A century later, a student at Yale wrote a paper about the limitations of service by air freight companies. That was in 1965. His name was Frederick Smith. Mr. Smith bought a controlling interest in an aviation company in Arkansas. The company shipped 186 packages in 14 small aircrafts from Memphis on its first day. That was 1973. It was the beginning of FedEx. Today, Mr. Smith is still the boss.

Logistics: It's everything in the shipping business, and it's been tested big time during the pandemic. UPS came up with the simple slogan "We Love Logistics." That replaced the much less popular "What can brown do for you?" FedEx has its own catchy slogan: "The World on Time"

The connected world has packages shipped round the clock, around the world. Nearly 500 million pieces of mail are delivered every day by the U.S. Postal Service, and nearly 35 million packages are estimated to be delivered each day by FedEx and UPS.

Arguably, the most important part of e-commerce is shipping. It's the moment of truth that defines the experience. Logistics must be efficient and accurate. Of course, that element is completely invisible to the customer. They only know whether the package arrived on time and in good shape. There's so much that happens along the way.

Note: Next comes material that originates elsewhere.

PR #720, opened 2021-12-01
Don't package non-path-dep crates in sdist for workspaces

### LINKED ISSUE #462: Additional non-path-dep crates are being packaged in workspaces, causing file not found errors
> If there are still cases missing, please open an issue!

It does not miss any path dependencies but instead includes crates which are not path dependencies of the root crate being packaged (the Python package crate). Iterating over `resolver.nodes` does not trace the dependencies of the actual crate being packaged but instead includes all *path crates* of the Cargo workspace (https://github.com/PyO3/maturin/commit/3f2a9c532e7cc223636f256e91c033dc79e67a12 does not solve this):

What's delivery going to look like in the future? Here's a concept that's becoming a reality. A startup named Kiwibot builds delivery robots. These bots have a camera enabling them to navigate around objects. They are semi-autonomous. That means they are controlled and supported remotely by humans. These remote operators provide path planning and adjustments along the route and can take direct control of the bot if there's a problem. That's the internet of things in motion.

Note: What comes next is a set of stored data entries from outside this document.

PR #721, opened 2021-12-01
Update keyring to 1.0.0

messense:
Changelog: https://github.com/hwchen/keyring-rs/releases/tag/v1.0.0

### DIFF
--- a/.github/workflows/lint.yml
+++ b/.github/workflows/lint.yml
@@ -37,7 +37,7 @@ jobs:
       - uses: actions-rs/cargo@v1
         with:
           command: clippy
-          args: -- -D warnings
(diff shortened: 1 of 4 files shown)


konstin:
This allows making password-storage a default features (at least on linux) since this version doesn't depend on libdbus anymore so `cargo build --target x86_64-unknown-linux-musl --features password-storage` is still statically linked

messense:
> This allows making password-storage a default features (at least on linux) since this version doesn't depend on libdbus anymore so `cargo build --target x86_64-unknown-linux-musl --features password-storage` is still statically linked

Yeah, I thought about it when doing the upgrade. I'll give it a try on CI later.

Ultimately, if robots are developed to be less reliant on humans, they could be used in hospitals, warehouses, prisons, airports, military combat missions and so many other areas. The opportunity ahead is seemingly limitless.

Automation continues to drive delivery and logistics. Efficiencies keep improving with scale. Many people are concerned that it comes at the expense of jobs. That is true to an extent. But increased efficiencies and automation reduce costs, which benefit the consumer. Besides, many of the automated tasks are jobs people generally don't want. Machines also play an important role in safety, performing tasks that might be dangerous for human labor.

Innovation is the key ingredient to the American way. Our history is littered with it.

Here's what I see in our future: Retail will still have stores. The stores will have a synchronized relationship with the worldwide web. Delivery is a must; Covid-19 simply accelerated the irreversible trend. Logistical sophistication will make it happen.

Whatever the new normal will look like, it will be innovative, and the American consumer will want it. It's no longer about the future. The future is now. Knowledge is power.